If you already have one, I totally understand just living with it and enjoying it for what it is - the deed is done, and it's a beautiful watch after all, apparently even more so in person.

But if you don't have one yet, how do you convince yourself that this is a good time to buy in?


----------



## ferrin (Mar 22, 2021)

It is something quite annoying, even if it's just present on few watches. It's annoying for the brand. I concur with the need of a very straightforward communication on the matter. 
Cheers


----------



## Mototime (Sep 30, 2015)

I’ll continue to follow Serica to see if they can emerge from their growing pains, with some maybe self-imposed .

Jerome’s design’s are interesting, for the most part, so if they can pull everything together to mature their product and support, I may board the Serica train again. For now though, I received my 5303 refund yesterday (minus $167 import duty, alas) and am content to move forward, maybe grabbing a Squale that has my attention.


----------



## ferrin (Mar 22, 2021)

Well, the coming GMT will sport a different movement. From my obviously limited experience the newton is good and reliable and the slight gear play shouldn’t be a deal breaker for anyone used to watches. Anyways… 
Cheers


----------



## BearDown311 (Jan 5, 2021)

After getting some cold feet on the Soprod Newton hacking issues regarding the 5303-3 I was waiting for, I reached out to Serica’s team and asked them to switch my order to the new GMT they announced this week. 

They responded swiftly and made the switch with no fuss or problems within a few hours (as well as helped adjust my shipping address and other details manually). It was a great customer service experience in light of some of the stories here. 

I love the uniquely ‘Serica’ design, the dimensions, and I have been sorely lacking a GMT piece in my collection. I get a ton of what drew me to the 5303 in the first place, but with some added flavor and more peace of mind when it comes to the movement being used. The COSC certification is an awesome addition imo and this movement is already used and has great reviews in other brands from my research. I can’t wait to get more updates for it soon, and I hope the 5303 wrinkles iron out.


----------



## and_ren (Jun 14, 2021)

BearDown311 said:


> After getting some cold feet on the Soprod Newton hacking issues regarding the 5303-3 I was waiting for, I reached out to Serica’s team and asked them to switch my order to the new GMT they announced this week.
> 
> They responded swiftly and made the switch with no fuss or problems within a few hours (as well as helped adjust my shipping address and other details manually). It was a great customer service experience in light of some of the stories here.
> 
> I love the uniquely ‘Serica’ design, the dimensions, and I have been sorely lacking a GMT piece in my collection.

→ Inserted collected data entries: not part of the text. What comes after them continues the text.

PR #1161, opened 2026-09-11
fix(javascript): widen throttle retry status gate to accept 429 (KSM-1395)

mgallego-keeper:
## Summary
- `postQuery`'s throttle retry only fired on HTTP 403. The backend returned 403 for a throttled Secrets Manager request. A fix changed the shared response code to 429. The SDK's gate was correct when written and has been silently dead ever since: a throttled request now fails immediately with a plain `Error` instead of retrying with backoff. 
- Widened the check to accept 429 in addition to 403, rather than replacing it: leaves open whether a second rate limiter, on some other call pattern, still returns 403. Accepting both keeps that path working if it exists.
- Corrected the two code comments in `keeper.ts` and `KeeperThrottleError`'s doc comment in `errors.ts` that stated the backend throttles with 403.
- Added a CHANGELOG entry under the existing unreleased 17.6.0 section.

## Test plan
- [x] `npm test` passes in `sdk/javascript/packages/core` (127/127, including 18 in `throttle.test.ts`)
- [x] `npx tsc --noEmit` clean
- [x] Rewrote every status-dependent case in `throttle.test.ts` (retry-then-succeed, exhaustion, `retry_after` honored, non-throttle body not retried) via `describe.each([403, 429])`, so the suite proves 403 and 429 are handled identically rather than adding an isolated new test alongside the old one
- [x] Kept the 403-vs-502 "wrong status, throttled body, not retried" case and the `KeeperThrottleError` instanceof case as single, status-independent tests, since neither depends on which of the two gated statuses is used
- [x] Confirmed this is the only behavior change: no caller-facing API changes, `SecretManagerOptions` unchanged

### DIFF
--- a/sdk/javascript/packages/core/CHANGELOG.md
+++ b/sdk/javascript/packages/core/CHANGELOG.md
@@ -1,6 +1,7 @@
 # Change Log
 
 ## 17.6.0
+- KSM-1395 - Fixed throttle retry never firing against the real backend: the retry gate checked only for HTTP 403, but the backend has returned HTTP 429 for a throttled Secrets Manager request since 2026-06-15 (an unrelated login-security fix changed a response code shared with the Secrets Manager throttle path; see KSM-1386 for the full history). The gate now accepts both 403 and 429, so a throttled request is retried as originally intended (KSM-880) instead of failing immediately.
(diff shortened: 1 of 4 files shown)


stas-schaller (approved):
👍👍

PR #1163, opened 2026-09-14
JavaScript SDK: correct KSM-1256 changelog recovery claim

mgallego-keeper:
## Summary
- Victoria Bastos found this while she validated KSM-1256. She posted the finding as a comment on the ticket.
- The changelog entry made two claims about correcting a poisoned server key id: a server rotation hint, or a caller re-supplying serverPublicKeyId. Only the first claim is true.
- persistServerPublicKeyOptions treats a bare serverPublicKeyId as a stale replay once any id already exists in storage. The write becomes a silent no-op, not a correction.
- This change corrects the wording. The adjacent KSM-1255 entry needs no change; its own recovery claim is accurate for its own scenario.

## Test plan
- [x] Documentation only change. No code or test changes.
- [x] Checked the corrected wording against the current generateTransmissionKey and persistServerPublicKeyOptions code on this branch.


stas-schaller (approved):
Thank you!

PR #1166, opened 2026-09-15
JavaScript Azure Key Vault Storage: security dependency updates (KSM-1220)

stas-schaller:
## Summary
JavaScript Azure Key Vault Storage: updates js-yaml, handlebars, minimatch, brace-expansion, picomatch, and other transitive dependencies to resolve every open Dependabot advisory on this package's `package-lock.json`.

### Maintenance
- KSM-1220 - Resolved all flagged advisories via `npm audit fix`. `package.json` unchanged; every affected package resolves within its existing declared range.
- KSM-1220 - Bumped `@azure/identity` 4.13.0 → 4.13.3 (patch); this pulled in `@azure/msal-node` 3.8.3 → 6.0.0 and `@azure/msal-browser` 4.26.2 → 5.21.0 transitively (both jumped major versions even though `@azure/identity` itself only moved a patch)

## Testing
```
cd sdk/javascript/packages/azure && npm audit   # 0 vulnerabilities
cd sdk/javascript/packages/azure && npm run build && npm test   # 50/50 (48 unit + 2 integration, integration suite skips cleanly)
```
- Added a new integration suite (`test/AzureKeyValueStorage.integration.test.ts`) covering both the `ClientSecretCredential` and `DefaultAzureCredential` paths against a real Azure Key Vault key, to catch any authentication break from the msal major-version cascade above. It skips cleanly (not run) everywhere no `AZURE_TEST_*` env vars are set, since no Azure credentials are provisioned anywhere yet. Wiring it into CI is tracked separately: KSM-1418.

## Breaking Changes
None.

## Related Issues
- Jira: KSM-1220
- Follow-up: KSM-1418

---
**Draft, not ready to merge.** This branch needs `@keeper-security/secrets-manager-core` bumped to v17.6.0 once that release publishes. Its range (`^17.3.0`) already allows 17.6.0; it's just not out yet. Opening as a draft now so review on the dependency fixes isn't blocked on that.

### DIFF
--- a/sdk/javascript/packages/azure/package-lock.json
+++ b/sdk/javascript/packages/azure/package-lock.json
@@ -293,13 +293,13 @@
             }
         },
         "node_modules/@babel/code-frame": {
-            "version": "7.27.1",
-            "resolved": "https://registry.npmjs.org/@babel/code-frame/-/code-frame-7.27.1.tgz",
-            "integrity": "sha512-cjQ7ZlQ0Mv3b47hABuTevyTuYN4i+loJKGeV9flcCgIK37cCXRh+L1bd3iBHlynerhQ7BhCkn2BPbQUL+rGqFg==",
+            "version": "7.29.7",
+            "resolved": "https://registry.npmjs.org/@babel/code-frame/-/code-frame-7.29.7.tgz",
+            "integrity": "sha512-Aup7aUOfpbAUg2ROOJN6Iw5f9DMBlzu0mIkm/malLQFN/YQgO48wCj0Kxa3sEHJvPVFg7siR+qRInwXd2qhQKw==",
             "dev": true,
             "license": "MIT",
             "dependencies": {
-                "@babel/helper-validator-identifier": "^7.27.1",
+                "@babel/helper-validator-identifier": "^7.29.7",
                 "js-tokens": "^4.0.0",
                 "picocolors": "^1.1.1"
             },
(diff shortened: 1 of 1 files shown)


mgallego-keeper (changes requested):
Security review.

This review checked the dependency bump for supply-chain integrity and CVE-fix completeness, and traced the side effects of each version bump.

What I verified:
- `npm audit` on the pre-change lockfile found 15 vulnerabilities. The post-change lockfile has 0. I ran both audits myself.
- Every changed lockfile entry resolves to `https://registry.npmjs.org/` with a matching integrity hash. I checked all changed entries, including every package involved in a major-version jump.
- `minimatch` lands at the correct patched version at all 6 nested locations: 3.1.5, 9.0.9, or 10.2.6, depending on the line.
- `package.json` is unchanged. `npm ci` succeeds with no warnings beyond two pre-existing, unrelated ones.

Requested change:

Bumping `@azure/identity` by a patch version pulled in two major-version jumps. `@azure/msal-node` moved from 3.8.3 to 6.0.0. `@azure/msal-browser` moved from 4.26.2 to 5.21.0. Both sit in the OAuth library that authenticates to Azure Key Vault. I confirmed the new versions are legitimate and unmodified.

The test suite mocks `@azure/identity` and `@azure/keyvault-keys` directly, in `test/AzureKeyValueStorage.test.ts` and `test/utils.test.ts`. None of the 48 passing tests exercise this authentication path.

Please add a manual or integration smoke test against a real Azure AD tenant before merge, covering both credential paths in `src/AzureKeyValueStorage.ts`. Please also name this cascade explicitly in the PR description. Right now it is an undocumented side effect of a generic audit-fix commit.

mgallego-keeper (approved):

I get a ton of what drew me to the 5303 in the first place, but with some added flavor and more peace of mind when it comes to the movement being used. The COSC certification is an awesome addition imo and this movement is already used and has great reviews in other brands from my research. I can’t wait to get more updates for it soon, and I hope the 5303 wrinkles iron out.


You should goa head and add a bonklip to your order, you can thank me later


----------



## Brey17 (Mar 29, 2016)

Dang, probably going to order one of these GMTs.


----------



## bobjane (Dec 29, 2009)

Got the refund but still struggling to get the customs duty reimbursement that was agreed on, no answers to emails as usual.

I've learned a lesson here - I'm going to avoid situations where my hobbies turn into hassle and stress. Warranties and after sales service aren't worth a damn if the other side is a communications black hole.

Edit: received the customs duties shortly after this post. I don't like shouting in public to get things done but sometimes that's what it takes.


----------



## Mototime (Sep 30, 2015)

bobjane said:


> Got the refund but still struggling to get the customs duty reimbursement that was agreed on, no answers to emails as usual.
> 
> I've learned a lesson here - I'm going to avoid situations where my hobbies turn into hassle and stress. Warranties and after sales service aren't worth a damn if the other side is a communications black hole.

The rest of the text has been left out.